The entries below hold a line with "PR #1400, opened 2022-08-31" and a line with "Commit of two". Return those lines and all that lie between them, exactly and only.

### Data for this exercise ###

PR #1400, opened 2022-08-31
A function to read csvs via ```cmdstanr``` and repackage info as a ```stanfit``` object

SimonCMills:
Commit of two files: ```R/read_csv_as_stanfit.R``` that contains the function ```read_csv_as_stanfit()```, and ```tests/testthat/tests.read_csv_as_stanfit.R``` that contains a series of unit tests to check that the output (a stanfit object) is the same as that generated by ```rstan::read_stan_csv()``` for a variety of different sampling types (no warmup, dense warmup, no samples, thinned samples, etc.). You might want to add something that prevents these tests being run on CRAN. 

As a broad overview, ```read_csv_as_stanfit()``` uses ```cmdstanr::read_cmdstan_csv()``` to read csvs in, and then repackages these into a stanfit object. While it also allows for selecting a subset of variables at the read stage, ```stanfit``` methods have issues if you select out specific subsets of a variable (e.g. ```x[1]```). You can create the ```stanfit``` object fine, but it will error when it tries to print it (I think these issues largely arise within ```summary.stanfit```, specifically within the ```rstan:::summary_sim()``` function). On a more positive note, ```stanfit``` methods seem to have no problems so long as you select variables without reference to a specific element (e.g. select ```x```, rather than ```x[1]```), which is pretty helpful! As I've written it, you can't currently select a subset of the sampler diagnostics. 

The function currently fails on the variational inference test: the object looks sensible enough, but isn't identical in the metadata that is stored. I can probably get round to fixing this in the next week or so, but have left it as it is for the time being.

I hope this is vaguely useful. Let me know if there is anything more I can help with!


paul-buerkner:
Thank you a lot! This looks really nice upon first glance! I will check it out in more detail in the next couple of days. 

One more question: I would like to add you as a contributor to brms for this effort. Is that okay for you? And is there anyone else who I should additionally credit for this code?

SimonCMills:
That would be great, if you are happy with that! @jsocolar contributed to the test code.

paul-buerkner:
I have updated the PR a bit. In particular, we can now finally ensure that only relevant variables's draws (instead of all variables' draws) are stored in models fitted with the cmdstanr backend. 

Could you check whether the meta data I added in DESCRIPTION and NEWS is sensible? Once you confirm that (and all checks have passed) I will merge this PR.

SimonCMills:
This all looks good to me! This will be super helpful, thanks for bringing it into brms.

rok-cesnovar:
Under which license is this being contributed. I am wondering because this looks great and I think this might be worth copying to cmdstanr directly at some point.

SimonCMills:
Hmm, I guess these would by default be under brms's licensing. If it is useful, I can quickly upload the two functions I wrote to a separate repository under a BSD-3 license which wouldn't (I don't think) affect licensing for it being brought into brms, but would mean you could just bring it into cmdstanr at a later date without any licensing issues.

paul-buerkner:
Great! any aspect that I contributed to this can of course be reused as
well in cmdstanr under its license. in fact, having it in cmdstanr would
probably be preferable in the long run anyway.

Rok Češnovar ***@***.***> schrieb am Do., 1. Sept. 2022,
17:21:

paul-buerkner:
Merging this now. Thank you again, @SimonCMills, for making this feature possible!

###
### Data for this exercise ###

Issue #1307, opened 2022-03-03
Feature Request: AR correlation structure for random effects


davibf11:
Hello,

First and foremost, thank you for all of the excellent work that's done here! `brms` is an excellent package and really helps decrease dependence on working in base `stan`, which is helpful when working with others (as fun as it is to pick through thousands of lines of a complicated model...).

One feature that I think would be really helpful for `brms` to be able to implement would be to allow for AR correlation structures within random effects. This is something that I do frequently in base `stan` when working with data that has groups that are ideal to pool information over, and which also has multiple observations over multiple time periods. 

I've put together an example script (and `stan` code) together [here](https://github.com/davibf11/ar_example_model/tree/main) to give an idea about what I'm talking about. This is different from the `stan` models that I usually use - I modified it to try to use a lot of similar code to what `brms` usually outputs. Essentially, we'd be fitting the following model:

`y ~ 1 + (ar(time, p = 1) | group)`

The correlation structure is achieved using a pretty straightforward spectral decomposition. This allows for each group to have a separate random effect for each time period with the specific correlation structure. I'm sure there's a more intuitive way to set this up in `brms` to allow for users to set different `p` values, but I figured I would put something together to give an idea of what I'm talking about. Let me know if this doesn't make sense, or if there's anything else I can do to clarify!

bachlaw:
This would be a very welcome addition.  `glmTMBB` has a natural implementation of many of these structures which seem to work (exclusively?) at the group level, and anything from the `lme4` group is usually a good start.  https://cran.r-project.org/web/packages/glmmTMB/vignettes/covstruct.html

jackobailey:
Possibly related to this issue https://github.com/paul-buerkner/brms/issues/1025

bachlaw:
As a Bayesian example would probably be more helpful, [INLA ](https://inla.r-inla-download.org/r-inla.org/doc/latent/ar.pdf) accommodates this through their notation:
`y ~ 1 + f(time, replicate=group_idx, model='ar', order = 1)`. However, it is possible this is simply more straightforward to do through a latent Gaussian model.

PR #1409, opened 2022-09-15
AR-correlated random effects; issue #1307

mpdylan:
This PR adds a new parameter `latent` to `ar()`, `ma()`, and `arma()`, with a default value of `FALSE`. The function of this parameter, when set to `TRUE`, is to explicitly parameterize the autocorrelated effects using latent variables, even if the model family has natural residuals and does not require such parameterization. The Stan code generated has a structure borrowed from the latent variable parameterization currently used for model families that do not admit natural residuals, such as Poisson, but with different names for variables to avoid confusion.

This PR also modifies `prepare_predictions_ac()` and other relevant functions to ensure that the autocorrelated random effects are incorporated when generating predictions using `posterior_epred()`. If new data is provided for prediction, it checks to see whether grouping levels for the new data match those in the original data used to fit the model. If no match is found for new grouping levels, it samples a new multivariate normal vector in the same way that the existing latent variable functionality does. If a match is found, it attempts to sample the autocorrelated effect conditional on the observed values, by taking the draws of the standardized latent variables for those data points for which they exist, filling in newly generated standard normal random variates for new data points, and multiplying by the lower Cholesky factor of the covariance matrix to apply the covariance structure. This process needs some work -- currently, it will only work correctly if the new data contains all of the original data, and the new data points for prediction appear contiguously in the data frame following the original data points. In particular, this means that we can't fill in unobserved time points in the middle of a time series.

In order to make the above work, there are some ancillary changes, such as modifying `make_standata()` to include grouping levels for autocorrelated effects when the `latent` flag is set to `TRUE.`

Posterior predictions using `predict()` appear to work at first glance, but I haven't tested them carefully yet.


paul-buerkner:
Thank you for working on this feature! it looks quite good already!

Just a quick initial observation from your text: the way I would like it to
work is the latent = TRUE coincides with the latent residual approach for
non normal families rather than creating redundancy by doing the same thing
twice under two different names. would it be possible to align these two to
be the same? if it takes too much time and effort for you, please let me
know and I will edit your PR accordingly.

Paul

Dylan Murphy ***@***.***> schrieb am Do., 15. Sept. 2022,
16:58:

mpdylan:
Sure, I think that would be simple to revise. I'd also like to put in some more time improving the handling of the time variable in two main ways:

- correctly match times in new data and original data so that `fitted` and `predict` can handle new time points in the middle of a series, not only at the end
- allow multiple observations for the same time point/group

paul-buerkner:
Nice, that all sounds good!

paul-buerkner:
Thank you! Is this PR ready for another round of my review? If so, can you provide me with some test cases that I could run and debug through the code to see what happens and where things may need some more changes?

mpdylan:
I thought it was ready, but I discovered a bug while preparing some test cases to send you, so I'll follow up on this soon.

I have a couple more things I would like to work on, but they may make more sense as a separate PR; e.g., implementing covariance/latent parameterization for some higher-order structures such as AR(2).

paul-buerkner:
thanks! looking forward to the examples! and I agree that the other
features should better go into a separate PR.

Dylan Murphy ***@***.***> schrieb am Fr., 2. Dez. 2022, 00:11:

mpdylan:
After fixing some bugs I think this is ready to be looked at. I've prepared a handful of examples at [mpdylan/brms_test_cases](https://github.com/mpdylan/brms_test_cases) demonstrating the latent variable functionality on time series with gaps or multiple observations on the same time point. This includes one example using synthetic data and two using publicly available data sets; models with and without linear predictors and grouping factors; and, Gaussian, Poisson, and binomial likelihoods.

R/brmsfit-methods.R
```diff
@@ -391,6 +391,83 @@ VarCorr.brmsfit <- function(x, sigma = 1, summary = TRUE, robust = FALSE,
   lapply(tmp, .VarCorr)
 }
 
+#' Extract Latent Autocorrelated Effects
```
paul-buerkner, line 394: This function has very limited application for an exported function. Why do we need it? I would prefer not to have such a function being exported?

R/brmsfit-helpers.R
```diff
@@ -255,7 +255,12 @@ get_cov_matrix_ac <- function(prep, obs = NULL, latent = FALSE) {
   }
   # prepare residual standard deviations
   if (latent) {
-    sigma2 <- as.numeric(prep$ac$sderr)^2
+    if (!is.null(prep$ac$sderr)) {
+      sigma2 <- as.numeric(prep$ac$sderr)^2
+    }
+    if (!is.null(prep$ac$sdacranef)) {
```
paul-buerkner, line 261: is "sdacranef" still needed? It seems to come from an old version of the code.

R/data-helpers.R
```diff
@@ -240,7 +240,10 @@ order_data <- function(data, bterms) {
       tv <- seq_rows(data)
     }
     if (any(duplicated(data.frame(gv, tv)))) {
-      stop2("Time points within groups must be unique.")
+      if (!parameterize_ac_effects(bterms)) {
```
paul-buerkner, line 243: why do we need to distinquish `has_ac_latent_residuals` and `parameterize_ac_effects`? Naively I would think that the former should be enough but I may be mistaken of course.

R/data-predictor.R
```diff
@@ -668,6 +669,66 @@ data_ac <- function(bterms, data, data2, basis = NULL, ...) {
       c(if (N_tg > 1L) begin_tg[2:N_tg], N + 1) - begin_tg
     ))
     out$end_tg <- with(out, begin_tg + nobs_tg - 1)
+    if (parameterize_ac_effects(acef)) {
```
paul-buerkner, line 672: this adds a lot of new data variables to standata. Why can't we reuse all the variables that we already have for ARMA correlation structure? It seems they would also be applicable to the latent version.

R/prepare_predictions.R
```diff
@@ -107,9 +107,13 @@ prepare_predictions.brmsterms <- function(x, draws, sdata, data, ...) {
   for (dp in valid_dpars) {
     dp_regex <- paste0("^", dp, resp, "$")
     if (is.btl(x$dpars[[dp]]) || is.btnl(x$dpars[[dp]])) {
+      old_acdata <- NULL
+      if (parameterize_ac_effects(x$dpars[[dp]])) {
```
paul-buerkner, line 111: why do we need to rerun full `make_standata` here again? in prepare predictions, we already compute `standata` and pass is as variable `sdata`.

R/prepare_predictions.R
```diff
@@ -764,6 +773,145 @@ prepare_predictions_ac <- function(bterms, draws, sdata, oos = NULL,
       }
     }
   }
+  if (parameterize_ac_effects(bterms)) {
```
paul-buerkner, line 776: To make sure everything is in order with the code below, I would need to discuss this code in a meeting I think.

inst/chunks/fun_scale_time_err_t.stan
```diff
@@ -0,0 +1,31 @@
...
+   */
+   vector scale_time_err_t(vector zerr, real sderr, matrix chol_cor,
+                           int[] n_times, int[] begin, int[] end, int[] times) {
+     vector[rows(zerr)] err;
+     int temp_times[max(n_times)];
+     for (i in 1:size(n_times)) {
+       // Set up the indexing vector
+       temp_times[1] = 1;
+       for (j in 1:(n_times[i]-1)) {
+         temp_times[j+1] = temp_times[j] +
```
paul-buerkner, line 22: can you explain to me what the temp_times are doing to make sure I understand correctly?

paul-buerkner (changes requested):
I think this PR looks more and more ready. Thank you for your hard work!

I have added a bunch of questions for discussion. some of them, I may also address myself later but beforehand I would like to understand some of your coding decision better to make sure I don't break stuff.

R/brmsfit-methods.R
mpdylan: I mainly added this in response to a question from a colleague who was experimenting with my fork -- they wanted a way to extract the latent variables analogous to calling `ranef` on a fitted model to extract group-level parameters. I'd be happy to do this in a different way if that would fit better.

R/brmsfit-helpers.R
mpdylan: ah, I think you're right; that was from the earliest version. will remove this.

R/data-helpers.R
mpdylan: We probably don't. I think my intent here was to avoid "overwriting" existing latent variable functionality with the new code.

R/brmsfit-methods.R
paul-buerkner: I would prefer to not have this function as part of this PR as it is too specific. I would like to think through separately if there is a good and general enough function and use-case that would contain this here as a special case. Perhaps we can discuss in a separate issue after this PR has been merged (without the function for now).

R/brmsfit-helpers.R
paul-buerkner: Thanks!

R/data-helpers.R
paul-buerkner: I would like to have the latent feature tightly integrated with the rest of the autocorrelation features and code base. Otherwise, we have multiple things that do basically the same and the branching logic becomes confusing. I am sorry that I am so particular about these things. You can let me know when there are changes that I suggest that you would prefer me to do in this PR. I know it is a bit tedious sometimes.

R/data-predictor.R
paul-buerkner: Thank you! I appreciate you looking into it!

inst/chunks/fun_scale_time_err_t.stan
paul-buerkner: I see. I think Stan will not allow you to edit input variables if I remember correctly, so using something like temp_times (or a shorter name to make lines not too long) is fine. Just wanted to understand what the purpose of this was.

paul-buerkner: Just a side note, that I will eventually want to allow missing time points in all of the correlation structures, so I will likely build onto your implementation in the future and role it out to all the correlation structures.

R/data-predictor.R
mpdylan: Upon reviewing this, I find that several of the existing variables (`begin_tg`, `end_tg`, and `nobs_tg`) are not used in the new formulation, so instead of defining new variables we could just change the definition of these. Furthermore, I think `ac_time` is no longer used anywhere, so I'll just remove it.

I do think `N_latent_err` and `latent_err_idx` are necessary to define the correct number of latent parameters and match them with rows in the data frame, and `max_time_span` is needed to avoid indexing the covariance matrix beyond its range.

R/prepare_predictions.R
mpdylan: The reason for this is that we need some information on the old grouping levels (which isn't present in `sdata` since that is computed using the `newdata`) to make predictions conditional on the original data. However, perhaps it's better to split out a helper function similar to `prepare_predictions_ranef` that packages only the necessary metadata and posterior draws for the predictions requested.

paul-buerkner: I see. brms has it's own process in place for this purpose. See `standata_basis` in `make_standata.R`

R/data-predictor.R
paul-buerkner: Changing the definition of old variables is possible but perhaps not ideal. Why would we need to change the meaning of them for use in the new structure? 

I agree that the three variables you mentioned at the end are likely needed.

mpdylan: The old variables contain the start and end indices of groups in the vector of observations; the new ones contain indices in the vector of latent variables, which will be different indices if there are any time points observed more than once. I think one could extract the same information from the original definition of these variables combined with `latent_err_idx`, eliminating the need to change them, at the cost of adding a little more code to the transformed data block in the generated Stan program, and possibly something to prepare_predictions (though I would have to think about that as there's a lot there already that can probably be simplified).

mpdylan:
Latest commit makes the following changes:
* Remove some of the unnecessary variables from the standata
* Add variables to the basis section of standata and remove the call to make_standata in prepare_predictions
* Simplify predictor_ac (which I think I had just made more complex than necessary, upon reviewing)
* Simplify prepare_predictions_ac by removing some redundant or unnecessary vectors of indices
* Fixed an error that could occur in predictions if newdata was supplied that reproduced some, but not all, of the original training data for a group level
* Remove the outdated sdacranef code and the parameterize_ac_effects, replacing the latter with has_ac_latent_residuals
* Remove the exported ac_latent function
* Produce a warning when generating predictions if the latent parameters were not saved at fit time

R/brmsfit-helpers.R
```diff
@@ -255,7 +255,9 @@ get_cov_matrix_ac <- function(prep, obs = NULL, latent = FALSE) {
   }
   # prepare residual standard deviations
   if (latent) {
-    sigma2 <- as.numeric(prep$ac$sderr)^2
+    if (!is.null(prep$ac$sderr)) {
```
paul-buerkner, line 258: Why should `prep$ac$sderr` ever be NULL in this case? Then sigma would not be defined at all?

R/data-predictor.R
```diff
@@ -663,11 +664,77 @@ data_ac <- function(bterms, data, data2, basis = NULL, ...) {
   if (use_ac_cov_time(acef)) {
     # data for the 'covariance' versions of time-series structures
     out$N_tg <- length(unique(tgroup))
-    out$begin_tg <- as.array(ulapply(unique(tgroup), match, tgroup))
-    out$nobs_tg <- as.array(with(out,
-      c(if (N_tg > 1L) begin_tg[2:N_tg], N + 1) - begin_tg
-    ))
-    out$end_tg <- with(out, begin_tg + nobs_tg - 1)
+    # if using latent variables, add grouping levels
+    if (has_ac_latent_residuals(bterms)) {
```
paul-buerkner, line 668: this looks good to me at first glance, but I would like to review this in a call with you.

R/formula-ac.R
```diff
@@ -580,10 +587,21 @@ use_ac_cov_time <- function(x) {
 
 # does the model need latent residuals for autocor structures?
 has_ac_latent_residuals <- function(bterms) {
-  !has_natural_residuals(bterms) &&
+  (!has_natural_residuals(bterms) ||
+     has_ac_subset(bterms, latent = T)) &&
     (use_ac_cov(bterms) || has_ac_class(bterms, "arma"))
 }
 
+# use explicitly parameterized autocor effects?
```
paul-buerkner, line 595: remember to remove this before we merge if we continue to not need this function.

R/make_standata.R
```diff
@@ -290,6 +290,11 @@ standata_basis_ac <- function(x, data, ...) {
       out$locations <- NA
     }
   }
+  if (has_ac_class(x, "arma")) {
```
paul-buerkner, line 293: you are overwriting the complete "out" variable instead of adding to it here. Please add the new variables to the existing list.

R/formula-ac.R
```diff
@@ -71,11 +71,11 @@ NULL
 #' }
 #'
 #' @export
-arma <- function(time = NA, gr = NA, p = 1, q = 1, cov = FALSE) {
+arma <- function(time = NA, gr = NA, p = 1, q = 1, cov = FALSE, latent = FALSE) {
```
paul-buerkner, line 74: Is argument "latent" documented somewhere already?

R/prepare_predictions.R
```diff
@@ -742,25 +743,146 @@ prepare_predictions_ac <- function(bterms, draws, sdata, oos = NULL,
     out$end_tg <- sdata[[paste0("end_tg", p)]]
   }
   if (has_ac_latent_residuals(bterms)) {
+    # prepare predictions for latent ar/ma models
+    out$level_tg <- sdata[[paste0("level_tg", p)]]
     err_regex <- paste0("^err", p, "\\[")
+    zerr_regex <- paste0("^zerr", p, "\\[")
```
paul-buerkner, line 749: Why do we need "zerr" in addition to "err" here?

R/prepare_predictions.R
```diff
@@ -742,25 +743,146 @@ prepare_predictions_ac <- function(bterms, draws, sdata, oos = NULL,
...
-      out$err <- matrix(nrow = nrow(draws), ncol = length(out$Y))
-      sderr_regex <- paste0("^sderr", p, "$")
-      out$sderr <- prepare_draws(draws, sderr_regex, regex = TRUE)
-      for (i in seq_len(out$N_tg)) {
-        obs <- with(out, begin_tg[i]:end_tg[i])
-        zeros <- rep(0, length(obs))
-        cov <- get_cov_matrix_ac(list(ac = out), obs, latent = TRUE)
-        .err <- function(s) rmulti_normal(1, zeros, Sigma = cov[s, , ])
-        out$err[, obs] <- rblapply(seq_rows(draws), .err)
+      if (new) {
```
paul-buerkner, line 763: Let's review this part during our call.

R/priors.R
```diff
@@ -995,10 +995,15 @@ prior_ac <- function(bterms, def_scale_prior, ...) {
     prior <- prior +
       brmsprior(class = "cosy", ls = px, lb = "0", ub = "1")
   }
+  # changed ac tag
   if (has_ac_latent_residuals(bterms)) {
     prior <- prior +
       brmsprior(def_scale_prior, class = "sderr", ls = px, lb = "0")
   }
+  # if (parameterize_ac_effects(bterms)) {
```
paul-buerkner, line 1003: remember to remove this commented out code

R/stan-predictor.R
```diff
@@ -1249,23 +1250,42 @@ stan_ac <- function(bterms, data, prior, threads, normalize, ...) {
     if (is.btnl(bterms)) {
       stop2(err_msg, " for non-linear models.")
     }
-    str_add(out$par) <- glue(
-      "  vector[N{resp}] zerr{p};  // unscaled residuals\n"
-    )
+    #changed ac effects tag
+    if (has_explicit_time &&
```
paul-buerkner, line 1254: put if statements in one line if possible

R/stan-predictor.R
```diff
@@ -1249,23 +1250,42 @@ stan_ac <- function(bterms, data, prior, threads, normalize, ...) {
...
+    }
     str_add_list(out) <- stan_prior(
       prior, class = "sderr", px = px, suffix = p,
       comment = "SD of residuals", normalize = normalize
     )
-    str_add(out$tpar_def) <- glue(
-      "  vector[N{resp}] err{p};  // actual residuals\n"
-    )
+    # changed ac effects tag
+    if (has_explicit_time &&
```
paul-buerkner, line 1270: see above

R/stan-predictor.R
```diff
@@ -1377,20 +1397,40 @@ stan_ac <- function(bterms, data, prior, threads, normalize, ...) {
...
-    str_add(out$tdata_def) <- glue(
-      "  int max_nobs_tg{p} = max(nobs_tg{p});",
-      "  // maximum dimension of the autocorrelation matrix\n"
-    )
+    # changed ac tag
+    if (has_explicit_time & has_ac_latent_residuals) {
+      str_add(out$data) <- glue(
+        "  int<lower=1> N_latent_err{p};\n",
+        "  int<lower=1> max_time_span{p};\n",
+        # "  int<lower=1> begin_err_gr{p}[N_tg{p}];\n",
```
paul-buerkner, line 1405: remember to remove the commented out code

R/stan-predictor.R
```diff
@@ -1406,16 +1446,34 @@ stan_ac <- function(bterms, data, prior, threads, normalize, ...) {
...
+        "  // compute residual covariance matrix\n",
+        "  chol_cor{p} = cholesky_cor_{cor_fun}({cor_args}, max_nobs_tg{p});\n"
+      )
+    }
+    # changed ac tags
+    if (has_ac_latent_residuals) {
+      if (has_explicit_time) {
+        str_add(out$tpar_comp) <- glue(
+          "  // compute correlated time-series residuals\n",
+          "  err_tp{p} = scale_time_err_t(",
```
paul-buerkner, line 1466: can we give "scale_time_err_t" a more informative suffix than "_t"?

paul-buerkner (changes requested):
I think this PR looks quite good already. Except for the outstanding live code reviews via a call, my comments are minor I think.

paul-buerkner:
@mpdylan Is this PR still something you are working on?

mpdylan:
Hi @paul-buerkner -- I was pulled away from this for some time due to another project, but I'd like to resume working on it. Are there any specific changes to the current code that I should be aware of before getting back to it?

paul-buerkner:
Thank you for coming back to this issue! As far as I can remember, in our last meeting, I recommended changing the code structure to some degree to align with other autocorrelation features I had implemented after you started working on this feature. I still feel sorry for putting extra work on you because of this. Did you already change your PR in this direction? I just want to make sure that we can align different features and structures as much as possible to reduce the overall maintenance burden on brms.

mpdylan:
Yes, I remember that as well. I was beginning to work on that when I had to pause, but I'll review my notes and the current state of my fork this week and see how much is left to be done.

###
### Data for this exercise ###

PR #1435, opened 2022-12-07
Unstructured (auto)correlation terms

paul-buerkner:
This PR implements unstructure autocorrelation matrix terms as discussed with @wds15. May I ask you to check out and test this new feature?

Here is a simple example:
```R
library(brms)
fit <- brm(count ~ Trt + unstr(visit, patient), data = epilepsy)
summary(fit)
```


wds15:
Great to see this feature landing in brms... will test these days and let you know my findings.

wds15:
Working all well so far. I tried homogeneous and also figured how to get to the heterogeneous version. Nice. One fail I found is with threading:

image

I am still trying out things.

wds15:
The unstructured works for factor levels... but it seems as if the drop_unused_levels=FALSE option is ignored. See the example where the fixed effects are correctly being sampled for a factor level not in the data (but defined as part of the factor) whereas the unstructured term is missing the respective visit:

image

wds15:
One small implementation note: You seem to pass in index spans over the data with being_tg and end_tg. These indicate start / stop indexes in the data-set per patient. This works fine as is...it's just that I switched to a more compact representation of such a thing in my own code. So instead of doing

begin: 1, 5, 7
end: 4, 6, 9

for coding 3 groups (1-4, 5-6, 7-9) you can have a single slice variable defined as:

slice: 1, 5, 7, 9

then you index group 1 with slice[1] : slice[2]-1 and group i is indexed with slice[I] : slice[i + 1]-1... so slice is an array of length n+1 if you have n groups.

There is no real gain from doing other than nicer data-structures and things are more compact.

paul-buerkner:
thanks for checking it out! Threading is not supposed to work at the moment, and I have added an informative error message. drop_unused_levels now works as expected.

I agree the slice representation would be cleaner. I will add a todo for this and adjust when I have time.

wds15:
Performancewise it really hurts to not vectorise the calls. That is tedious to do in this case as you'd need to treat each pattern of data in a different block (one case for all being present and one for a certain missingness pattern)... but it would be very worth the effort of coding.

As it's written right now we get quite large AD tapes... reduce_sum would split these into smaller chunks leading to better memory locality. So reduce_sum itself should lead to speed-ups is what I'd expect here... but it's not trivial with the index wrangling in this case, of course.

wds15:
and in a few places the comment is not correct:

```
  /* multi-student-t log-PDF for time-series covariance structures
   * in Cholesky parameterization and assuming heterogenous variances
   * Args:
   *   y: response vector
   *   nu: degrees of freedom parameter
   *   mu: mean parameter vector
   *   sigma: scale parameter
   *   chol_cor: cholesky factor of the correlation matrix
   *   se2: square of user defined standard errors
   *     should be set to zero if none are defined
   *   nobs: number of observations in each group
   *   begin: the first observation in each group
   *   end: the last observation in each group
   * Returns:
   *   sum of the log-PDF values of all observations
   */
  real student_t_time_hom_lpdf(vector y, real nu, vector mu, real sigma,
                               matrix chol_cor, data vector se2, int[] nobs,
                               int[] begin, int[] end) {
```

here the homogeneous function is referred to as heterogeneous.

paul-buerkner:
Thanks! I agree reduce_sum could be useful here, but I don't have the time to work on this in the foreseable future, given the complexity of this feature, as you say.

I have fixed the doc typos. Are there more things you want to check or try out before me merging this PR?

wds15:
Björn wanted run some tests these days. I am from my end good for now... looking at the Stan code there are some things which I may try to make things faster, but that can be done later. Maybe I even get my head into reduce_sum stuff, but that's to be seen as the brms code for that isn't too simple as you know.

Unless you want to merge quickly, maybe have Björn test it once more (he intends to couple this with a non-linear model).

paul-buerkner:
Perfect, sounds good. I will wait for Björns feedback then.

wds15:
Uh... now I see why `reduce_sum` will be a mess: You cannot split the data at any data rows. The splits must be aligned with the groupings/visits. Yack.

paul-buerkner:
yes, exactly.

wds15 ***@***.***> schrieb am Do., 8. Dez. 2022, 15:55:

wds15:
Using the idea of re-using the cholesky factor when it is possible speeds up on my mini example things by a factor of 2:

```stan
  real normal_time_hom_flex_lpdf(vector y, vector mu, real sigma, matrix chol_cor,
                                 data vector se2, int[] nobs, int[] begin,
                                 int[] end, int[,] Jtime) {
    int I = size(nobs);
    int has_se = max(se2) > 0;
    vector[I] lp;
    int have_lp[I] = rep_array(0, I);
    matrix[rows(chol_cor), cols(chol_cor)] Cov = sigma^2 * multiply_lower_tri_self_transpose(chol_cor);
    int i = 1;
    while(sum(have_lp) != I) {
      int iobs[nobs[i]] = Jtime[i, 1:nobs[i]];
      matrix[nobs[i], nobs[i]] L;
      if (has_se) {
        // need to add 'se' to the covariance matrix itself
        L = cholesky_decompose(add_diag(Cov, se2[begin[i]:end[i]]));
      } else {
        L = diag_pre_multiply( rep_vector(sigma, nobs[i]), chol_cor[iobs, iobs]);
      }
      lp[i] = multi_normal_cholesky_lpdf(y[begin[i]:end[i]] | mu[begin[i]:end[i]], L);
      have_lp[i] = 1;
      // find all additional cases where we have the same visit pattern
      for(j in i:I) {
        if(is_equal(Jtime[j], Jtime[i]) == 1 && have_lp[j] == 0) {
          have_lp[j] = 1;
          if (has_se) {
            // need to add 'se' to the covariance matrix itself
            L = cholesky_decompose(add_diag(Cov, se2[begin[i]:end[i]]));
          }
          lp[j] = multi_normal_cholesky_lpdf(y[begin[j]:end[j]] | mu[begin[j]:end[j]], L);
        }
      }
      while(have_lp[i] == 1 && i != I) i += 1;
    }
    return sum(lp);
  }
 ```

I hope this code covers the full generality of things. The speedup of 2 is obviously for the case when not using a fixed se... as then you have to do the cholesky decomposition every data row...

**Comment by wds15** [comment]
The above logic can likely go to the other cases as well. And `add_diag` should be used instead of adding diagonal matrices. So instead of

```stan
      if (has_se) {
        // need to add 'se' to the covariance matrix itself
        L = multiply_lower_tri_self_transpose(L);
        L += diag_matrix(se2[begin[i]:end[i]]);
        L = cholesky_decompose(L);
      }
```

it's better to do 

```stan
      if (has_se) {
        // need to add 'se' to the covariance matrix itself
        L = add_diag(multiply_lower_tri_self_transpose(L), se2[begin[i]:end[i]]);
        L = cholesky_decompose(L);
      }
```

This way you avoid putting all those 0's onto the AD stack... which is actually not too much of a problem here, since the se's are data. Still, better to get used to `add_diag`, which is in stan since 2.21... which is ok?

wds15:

###

*Expected answer*
PR #1400, opened 2022-08-31
A function to read csvs via ```cmdstanr``` and repackage info as a ```stanfit``` object

SimonCMills:
Commit of two files: ```R/read_csv_as_stanfit.R``` that contains the function ```read_csv_as_stanfit()```, and ```tests/testthat/tests.read_csv_as_stanfit.R``` that contains a series of unit tests to check that the output (a stanfit object) is the same as that generated by ```rstan::read_stan_csv()``` for a variety of different sampling types (no warmup, dense warmup, no samples, thinned samples, etc.). You might want to add something that prevents these tests being run on CRAN. 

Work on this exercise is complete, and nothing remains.